------ Given data ------

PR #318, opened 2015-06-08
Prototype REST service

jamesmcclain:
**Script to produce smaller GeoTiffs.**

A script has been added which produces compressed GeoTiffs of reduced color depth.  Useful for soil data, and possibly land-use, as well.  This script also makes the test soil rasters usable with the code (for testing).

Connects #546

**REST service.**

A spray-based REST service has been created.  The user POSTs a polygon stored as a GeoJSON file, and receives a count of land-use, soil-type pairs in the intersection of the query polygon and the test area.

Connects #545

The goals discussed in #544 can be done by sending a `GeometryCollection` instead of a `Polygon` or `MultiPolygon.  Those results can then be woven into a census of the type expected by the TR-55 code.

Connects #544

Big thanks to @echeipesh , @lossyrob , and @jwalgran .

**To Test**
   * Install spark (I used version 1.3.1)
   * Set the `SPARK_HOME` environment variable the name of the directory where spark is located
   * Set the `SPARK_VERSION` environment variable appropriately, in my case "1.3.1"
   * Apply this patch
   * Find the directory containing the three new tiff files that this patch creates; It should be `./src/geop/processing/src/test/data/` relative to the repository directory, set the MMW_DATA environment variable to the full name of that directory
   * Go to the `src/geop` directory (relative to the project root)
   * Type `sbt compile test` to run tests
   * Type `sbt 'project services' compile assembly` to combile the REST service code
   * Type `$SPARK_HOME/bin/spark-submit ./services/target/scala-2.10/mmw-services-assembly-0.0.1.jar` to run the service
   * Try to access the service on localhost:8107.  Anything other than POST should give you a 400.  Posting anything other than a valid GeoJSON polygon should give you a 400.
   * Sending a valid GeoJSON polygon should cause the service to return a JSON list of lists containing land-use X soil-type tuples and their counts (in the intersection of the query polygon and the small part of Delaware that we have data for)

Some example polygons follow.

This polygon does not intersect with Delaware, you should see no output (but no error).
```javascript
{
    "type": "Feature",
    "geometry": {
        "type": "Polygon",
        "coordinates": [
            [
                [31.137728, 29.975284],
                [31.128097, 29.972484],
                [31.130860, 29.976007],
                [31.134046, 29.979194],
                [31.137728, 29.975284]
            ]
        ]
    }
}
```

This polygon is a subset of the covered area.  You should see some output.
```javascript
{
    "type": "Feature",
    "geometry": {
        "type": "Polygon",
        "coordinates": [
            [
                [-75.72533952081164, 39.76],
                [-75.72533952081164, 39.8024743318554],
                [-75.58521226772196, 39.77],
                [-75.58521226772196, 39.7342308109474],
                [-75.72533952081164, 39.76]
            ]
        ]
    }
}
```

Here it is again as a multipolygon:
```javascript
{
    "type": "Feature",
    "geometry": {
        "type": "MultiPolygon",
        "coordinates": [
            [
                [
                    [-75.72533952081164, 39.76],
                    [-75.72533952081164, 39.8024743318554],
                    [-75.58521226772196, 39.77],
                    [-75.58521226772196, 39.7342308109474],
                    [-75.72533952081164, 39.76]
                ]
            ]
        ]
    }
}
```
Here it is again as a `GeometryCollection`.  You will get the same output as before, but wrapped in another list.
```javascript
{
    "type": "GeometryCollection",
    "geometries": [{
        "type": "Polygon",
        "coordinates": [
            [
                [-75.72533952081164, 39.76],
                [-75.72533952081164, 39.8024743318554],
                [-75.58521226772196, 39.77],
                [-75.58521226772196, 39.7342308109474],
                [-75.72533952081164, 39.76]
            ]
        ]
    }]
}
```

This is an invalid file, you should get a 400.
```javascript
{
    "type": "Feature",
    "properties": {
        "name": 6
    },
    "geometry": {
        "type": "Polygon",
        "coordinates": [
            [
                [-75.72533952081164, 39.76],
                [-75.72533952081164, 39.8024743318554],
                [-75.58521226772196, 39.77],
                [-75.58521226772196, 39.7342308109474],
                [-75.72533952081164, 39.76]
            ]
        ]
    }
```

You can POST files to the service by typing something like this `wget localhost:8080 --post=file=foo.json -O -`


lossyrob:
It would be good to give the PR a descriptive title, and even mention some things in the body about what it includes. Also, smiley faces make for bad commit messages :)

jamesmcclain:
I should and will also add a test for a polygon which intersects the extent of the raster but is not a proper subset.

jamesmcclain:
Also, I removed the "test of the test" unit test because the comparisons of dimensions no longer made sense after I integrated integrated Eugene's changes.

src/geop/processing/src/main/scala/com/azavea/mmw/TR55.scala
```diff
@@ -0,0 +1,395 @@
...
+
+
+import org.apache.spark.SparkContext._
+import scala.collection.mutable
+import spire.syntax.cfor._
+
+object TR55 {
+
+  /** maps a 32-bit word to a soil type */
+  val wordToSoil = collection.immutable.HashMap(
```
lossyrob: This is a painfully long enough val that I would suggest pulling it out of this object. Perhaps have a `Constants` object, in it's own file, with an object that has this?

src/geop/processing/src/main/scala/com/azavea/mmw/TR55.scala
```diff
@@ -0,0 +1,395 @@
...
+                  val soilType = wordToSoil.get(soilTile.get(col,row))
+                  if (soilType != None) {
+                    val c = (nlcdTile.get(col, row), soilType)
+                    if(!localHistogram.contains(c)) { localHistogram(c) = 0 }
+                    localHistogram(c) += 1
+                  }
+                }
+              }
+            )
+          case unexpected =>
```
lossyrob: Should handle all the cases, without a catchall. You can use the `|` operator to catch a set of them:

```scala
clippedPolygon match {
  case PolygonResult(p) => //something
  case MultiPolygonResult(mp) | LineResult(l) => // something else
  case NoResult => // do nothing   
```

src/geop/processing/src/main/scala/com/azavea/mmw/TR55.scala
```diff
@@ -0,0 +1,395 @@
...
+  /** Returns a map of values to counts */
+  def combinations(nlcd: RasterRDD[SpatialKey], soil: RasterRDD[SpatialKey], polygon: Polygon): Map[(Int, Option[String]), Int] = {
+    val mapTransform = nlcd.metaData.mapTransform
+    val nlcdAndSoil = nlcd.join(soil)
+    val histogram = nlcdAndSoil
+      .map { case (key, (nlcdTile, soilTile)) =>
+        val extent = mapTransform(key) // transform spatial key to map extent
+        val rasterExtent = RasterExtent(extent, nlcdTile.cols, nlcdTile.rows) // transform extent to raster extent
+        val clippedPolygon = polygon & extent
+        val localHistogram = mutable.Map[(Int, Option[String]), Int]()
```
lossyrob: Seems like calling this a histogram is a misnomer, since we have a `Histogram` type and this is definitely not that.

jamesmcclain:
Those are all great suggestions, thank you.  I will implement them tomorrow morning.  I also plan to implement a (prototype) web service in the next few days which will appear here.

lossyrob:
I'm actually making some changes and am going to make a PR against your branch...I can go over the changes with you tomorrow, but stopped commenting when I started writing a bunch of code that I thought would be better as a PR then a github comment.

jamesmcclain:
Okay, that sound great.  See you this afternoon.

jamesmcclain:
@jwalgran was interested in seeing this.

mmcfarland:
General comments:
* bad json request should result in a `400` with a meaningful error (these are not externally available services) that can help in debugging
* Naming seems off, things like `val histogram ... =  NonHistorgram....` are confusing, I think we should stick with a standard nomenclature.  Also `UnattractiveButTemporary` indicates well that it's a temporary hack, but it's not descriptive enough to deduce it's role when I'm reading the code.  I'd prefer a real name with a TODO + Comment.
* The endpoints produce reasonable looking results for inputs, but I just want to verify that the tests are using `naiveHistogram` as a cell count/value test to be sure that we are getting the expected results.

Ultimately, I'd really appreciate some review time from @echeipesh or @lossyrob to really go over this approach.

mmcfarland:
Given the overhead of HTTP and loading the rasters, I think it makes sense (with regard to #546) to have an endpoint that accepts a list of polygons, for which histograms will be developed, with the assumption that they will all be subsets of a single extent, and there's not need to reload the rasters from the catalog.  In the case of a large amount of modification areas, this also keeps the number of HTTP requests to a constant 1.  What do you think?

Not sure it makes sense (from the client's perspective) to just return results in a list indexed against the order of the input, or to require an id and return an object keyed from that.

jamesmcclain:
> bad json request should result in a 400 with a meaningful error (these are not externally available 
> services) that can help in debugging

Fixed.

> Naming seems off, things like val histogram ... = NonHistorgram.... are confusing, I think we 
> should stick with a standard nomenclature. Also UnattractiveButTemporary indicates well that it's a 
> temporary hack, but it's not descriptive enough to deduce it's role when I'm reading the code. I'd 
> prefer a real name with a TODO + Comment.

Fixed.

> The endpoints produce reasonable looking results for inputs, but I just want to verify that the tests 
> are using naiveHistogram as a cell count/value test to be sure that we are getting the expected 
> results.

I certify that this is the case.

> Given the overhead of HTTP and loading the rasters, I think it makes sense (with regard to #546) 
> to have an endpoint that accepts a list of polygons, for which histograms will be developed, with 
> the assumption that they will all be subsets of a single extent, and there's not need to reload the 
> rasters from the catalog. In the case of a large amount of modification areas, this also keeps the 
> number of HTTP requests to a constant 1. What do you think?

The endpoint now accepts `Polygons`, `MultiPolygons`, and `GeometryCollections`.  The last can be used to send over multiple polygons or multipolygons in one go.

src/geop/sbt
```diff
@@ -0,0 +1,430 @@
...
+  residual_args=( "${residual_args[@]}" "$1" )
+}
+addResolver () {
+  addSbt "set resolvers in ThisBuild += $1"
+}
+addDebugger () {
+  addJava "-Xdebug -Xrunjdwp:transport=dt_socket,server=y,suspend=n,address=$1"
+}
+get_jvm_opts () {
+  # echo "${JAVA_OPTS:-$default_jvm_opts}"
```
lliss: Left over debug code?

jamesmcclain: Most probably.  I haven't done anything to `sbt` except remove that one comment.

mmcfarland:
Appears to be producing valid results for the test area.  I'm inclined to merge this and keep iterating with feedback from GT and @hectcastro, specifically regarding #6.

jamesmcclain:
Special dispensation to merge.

------

**Your objective**: Reproduce every line in the data that has the word "wordToSoil" in it.

**Answer to the exercise**:
+  val wordToSoil = collection.immutable.HashMap(
+                  val soilType = wordToSoil.get(soilTile.get(col,row))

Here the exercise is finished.